Adam Bruce, United Kingdom Critic
Since its success in 1987, ‘Dirty Dancing’ became a cultural phenomenon when it was released to cinemas worldwide. Its timeless coming-of-age narrative, which also tackled issues of class, loyalty and family, has meant that its continued success has continued to endure. In 2004, the film was adapted for the stage – but would this, like many modern screen to stage adaptations, be just another show trying to ride on the coattails of its filmic predecessor and fail to add anything to its legacy? I headed to the Leeds Grand Theatre to catch the UK revival on its national tour to find out.
In case you’re unfamiliar with it, ‘Dirty Dancing’ takes place at the fictional Kellerman’s Resort in Upstate New York during the summer of 1963. Whilst on vacation with her upper class family, Baby Houseman (Katie Eccles) meets Johnny Castle (Michael O’Reilly), a working class dance instructor from the city. When Johnny’s dance partner Penny (Millie Hood) falls pregnant to one of the other resort members, Baby comes in to learn the steps for the upcoming dance competition and finds herself falling for Johnny on a journey that has her questioning the world she’s been brought up in.
Theatre is incredibly generous in the amount of storytelling opportunities it gives to companies, and it’s a real shame when a screen to stage adaptation is nothing more than a flat rendering of the original story it’s trying to tell. Thankfully, however, this production of ‘Dirty Dancing’ is the furthest thing from a flat rendering possible. With the film’s original writer Eleanor Bergstein having adapted the story, there is a constant sense of respect to the original film and an even greater sense of moving its artistic legacy further forward; Bergstein expands on the original characters, adds in new scenes, and offers a truthful adaptation that allows plenty of interesting directorial choices for director Federico Bellone to work with.
Amidst Roberto Comotti’s simple yet stylish and sophisticated set design, Bellone’s directorial vision takes flight and truly soars. Kellerman’s Resort is brought to life with minimal set pieces and plenty of detail to populate the play-world inhabited by the characters, and Bellone scales the action perfectly to fit the space without anything feeling shoehorned into a theatrical setting.

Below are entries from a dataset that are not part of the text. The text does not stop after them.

PR #1279, opened 2023-06-22
Revert public API breaking change

oldergod:
The changed happened here https://github.com/square/okio/commit/cd31c079e6935f4b8035baa989acff5f0caa6c7f#diff-aa9f6ad4ed05efc263a9cc5ab076514a3f851f6b0573d76580a99aa31fe5d21a 
This introduced a API breaking change from out latest tag `3.3.0`. Even though the package is internal, methods are public.


okio/api/okio.api
```diff
@@ -800,7 +800,7 @@ public final class okio/Utf8 {
 	public static synthetic fun size$default (Ljava/lang/String;IIILjava/lang/Object;)J
 }
 
-public final class okio/internal/-Utf8 {
+public final class okio/internal/_Utf8Kt {
```
swankjesse, line 803: Don’t we need a `-` here?

swankjesse: I think this is what it was doing before

swankjesse (approved):

okio/api/okio.api
oldergod: No, the API dump on `3.3.0` gives us

```
public final class okio/internal/_Utf8Kt {
	public static final fun commonAsUtf8ToByteArray (Ljava/lang/String;)[B
	public static final fun commonToUtf8String ([BII)Ljava/lang/String;
	public static synthetic fun commonToUtf8String$default ([BIIILjava/lang/Object;)Ljava/lang/String;
}
```

okio/src/commonMain/kotlin/okio/internal/-Utf8.kt
```diff
@@ -13,11 +14,8 @@
  * See the License for the specific language governing permissions and
  * limitations under the License.
  */
-@file:JvmName("-Utf8") // A leading '-' hides this class from Java.
```
oldergod, line 16: Here's the api dump from `3.3.0`

```
public final class okio/_JvmPlatformKt {
	public static final fun withLock (Ljava/util/concurrent/locks/ReentrantLock;Lkotlin/jvm/functions/Function0;)Ljava/lang/Object;
}
```

swankjesse (approved):

PR #5194, opened 2023-12-20
♻️ Aligned default timeout with the old client

GitHK:
## What do these changes do?

To avoid possible regressions, bump timeout of the client from 5 to 20 seconds. This timeout comes form the aiohttp client used inside the webserver to comunicate with the director-v2.

## Dev Checklist


matusdrobuliak66 (approved):
Thanks, we need to get this one in, because of scheduled release

PR #5195, opened 2023-12-20
🐛⚗️Computational backend: tasks in UNKNOWN state are sometimes only temporarily in that state

sanderegg:
## What do these changes do?

This PR tries to fix/improve the issue where:
- a task is submitted to an external cluster (the cluster gets created), task is in WAITING_FOR_CLUSTER state
- at some point the cluster primary (with dask-scheduler) comes up and the dask client submits the job
- it seems that under load when the director-v2 asks for the task the dask-scheduler does not know *yet* of the task and then it is correctly reported as UNKNOWN
- the director-v2 then wrongly triage that task to be STARTED and at the same time COMPLETED, and sends a *start event* over the wire to ResourcesUsageTracker (RUT) (that is the wrong one)
- during the time when the task is waiting, no *heartbeat event* is sent to RUT, which considers the task as FAILED
- later the task appears in the dask-scheduler, and is eventually processed by a dask-worker (-> thus another *start event* is triggered (the real one) - RUT correctly complains
- the director-v2 then sends *heartbeat events*

Different issues were identified:
- when a dask-scheduler does not "know" about a job it returns a status _RunningState.UNKNOWN_ (this makes sense)
- when the director-v2 receives such a state, it is considering the task as being COMPLETED, in a way if the task is unknown, that means the task is gone/lost. Therefore from a higher level POV the task is considered as FAILED, which also makes sense.
- What does not make sense is to send the *start event* when this happens and the task did not even start. it makes no sense to bill that.

This PR tries to correct that by removing the UNKNOWN state from the COMPLETED states. The UNKNOWN state is treated separately:
- the start event is not sent anymore
- but the pipeline is still stopped, which is what is expected in case the dask-scheduler was restarted or deleted

Bonuses:
- in case a dask-scheduler is restarted, it would restart the whole computational scheduler, this is fixed
- in case a dask-scheduler is gone and the director-v2 cannot connect to it, it would restart the whole computational scheduler, this is fixed
- workaround for https://github.com/actions/download-artifact/issues/249 by re-using https://github.com/sue445/plant_erd/pull/238, thanks!

## Dev Checklist

### DIFF
--- a/.github/workflows/ci-testing-deploy.yml
+++ b/.github/workflows/ci-testing-deploy.yml
@@ -1555,11 +1555,16 @@ jobs:
           python-version: ${{ matrix.python }}
           cache: "pip"
           cache-dependency-path: "services/web/server/requirements/ci.txt"
-      - name: download docker images
-        uses: actions/download-artifact@v4
+      # FIXME: Workaround for https://github.com/actions/download-artifact/issues/249
+      - name: download docker images with retry
+        uses: Wandalen/wretry.action@master
         with:
-          name: docker-buildx-images-${{ runner.os }}-${{ github.sha }}
-          path: /${{ runner.temp }}/build
+          action: actions/download-artifact@v4
+          with: |
+            name: docker-buildx-images-${{ runner.os }}-${{ github.sha }}
+            path: /${{ runner.temp }}/build
+          attempt_limit: 5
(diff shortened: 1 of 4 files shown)


bisgaard-itis (approved):
Thanks, lets hope this solves the issue 🤞🏻

PR #5198, opened 2023-12-21
✨🐛♻️ Billing center UI/UX

ignapas:
## What do these changes do?
Second iteration of the **Billing center**, brings important UX changes.

## Dev Checklist


pcrespov (approved):
:tada: nice! Looking frorward to using it!

GitHK (approved):

elisabettai (commented):
The credits account tab looks cool (in the screenshot). Looking forward to see the other tabs,

Question on the usage tab: why do you show usage for **all the wallets**? I think that it might be confusing, because in the transactions they only see their **personal wallet.** 
Maybe a better way is to add a column in the table with the wallet, and the user can choose to show only the usage for their personal wallet or for all of them.
Edit: I've discussed with @matusdrobuliak66 and the old behavior (show the usage of the current wallet) I think is also less confusing for the users.

Small suggestion for the Usage table: we can maybe clean up a bit the columns that are shown by default. I think most users only care about Project, Node, Start, Duration, Credits and User (in the case of users with role "Accountant").

matusdrobuliak66 (commented):
Hi Ignacio, my PR is slowly coming https://github.com/ITISFoundation/osparc-simcore/pull/5223 (the first part for filtering/ordering resource usage endpoint) :+1: but still need to work on it a bit. 

Regarding: "Usage is shown for every account, previously selecting it in a combo box" there were reasons for that. The first and current version of usage endpoint was implemented that the wallet id is mandatory and based on that whether the user is accountant or not he sees the whole usage of the wallet or just his. To avoid confusion and for simplicity. Is it OK if the combo box would stay so you can reuse the same endpoint with mandatory wallet?

jsaq007 (approved):
Looks good to me...

PR #5201, opened 2023-12-21
🐛Clusters-keeper: calling >100 times for the same new cluster now returns cached information

sanderegg:
## What do these changes do?
when running many jobs through the public API, we actually create as many projects as jobs for 1 same user.
When starting them all at the same time, we actually need to _get_or_create_ the very same cluster at the same time which means there are as many very same call to the clusters-keeper via RPC, then locking a distributed lock, then calling into AWS.

This PR ensures that:
- the call for the very same cluster are sent in sequence instead of concurrently
- the call for the very same cluster are cached 5 seconds

In effect, this prevents calls from going more often than once every 5 seconds for the same user_id/wallet_id combination

## Dev Checklist

### DIFF
--- a/packages/service-library/src/servicelib/rabbitmq/rpc_interfaces/clusters_keeper/clusters.py
+++ b/packages/service-library/src/servicelib/rabbitmq/rpc_interfaces/clusters_keeper/clusters.py
@@ -1,13 +1,24 @@
+from typing import Final
+
+from aiocache import cached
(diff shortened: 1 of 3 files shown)


bisgaard-itis (approved):
Cool! Thanks a lot.
Looks good to me

matusdrobuliak66 (approved):

PR #5203, opened 2023-12-21
🐛🎨Computational autoscaling: allow multi-machining/processing

sanderegg:
## What do these changes do?
This PR stems from the following issue:
1. 
- send multiple jobs to a cluster
- _N_ workers are created
- they connect randomly to the _dask-scheduler_, then the first connected worker take all the jobs
- the workers connecting after the first one do not see any job (or it takes some time for them to steal these jobs)
- during that time the _autoscaling_ service removes these workers (thus they were created for naught and do not participate in the work)
- the lone (or sometime more than 1) workers to the job serquentially, therefore suboptimal

2.
- in case there are more jobs of the same EC2 type coming within 5 minutes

Gillian Bruce’s beautiful choreography is placed at the heart of the production, and the power, theatricality and emotional power of dance takes centre stage in an adaptation that absolutely feels at home in a live, theatrical context.
Bringing Bruce’s choreography to life is the exceptional company of performers, whose tireless energy and dedication to telling the revered ‘Dirty Dancing’ story constantly shines as the production unfolds. There is a sense of progression in each of their performances, and their portrayals develop with the same atmospheric sense of drive that permeated throughout the original film; it’s this progression from each member of the company that draws the audience in and encourages them to invest in each of their journeys. With powerful vocals dripping with emotion and dances that embody the period feel of the play-world and the journeys of each character, the performative aspects of this production of ‘Dirty Dancing’ are incredible. Everything feels organic, truthful and connected, and as a result, the events of the evening take the legacy of ‘Dirty Dancing’ to new heights on build on Bergstein’s original story with flair and finesse.
It’s that aforementioned sense of connectivity and awareness of theatre’s storytelling opportunities that really nails it for me with this production. Bellone’s decision to incorporate the Kellerman’s Resort band into the heart of the action, with additional musicians performing offstage, is a wonderful decision. The actor-musicians onstage feel comfortably integrated into the proceedings and add to the layers of theatricality inherent within the production, and the music doesn’t feel like an afterthought or a necessity; instead, it feels like a harmonious part of the production and adds to the atmospheric intensity of this brilliantly executed piece of theatre. The scenography assists in generating this atmospheric intensity, with Valerio Tiberi’s lighting design focusing the action and enhancing the emotional resonance of the piece and working excellently with Comotti’s set design to draw the audience further into the play-world.
This production of ‘Dirty Dancing’ is truly remarkable, and one of the best things I’ve had the privilege of reviewing. It has an astounding sense of truth that enhances the legacy of its filmic predecessor with respect and a renewed sense of excitement. This adaptation doesn’t ride on its source film’s success or cheaply reproduce it in a theatrical setting to make a quick bit of money, but instead, it triumphs as a piece of feel-good masterpiece that deserves not to be missed.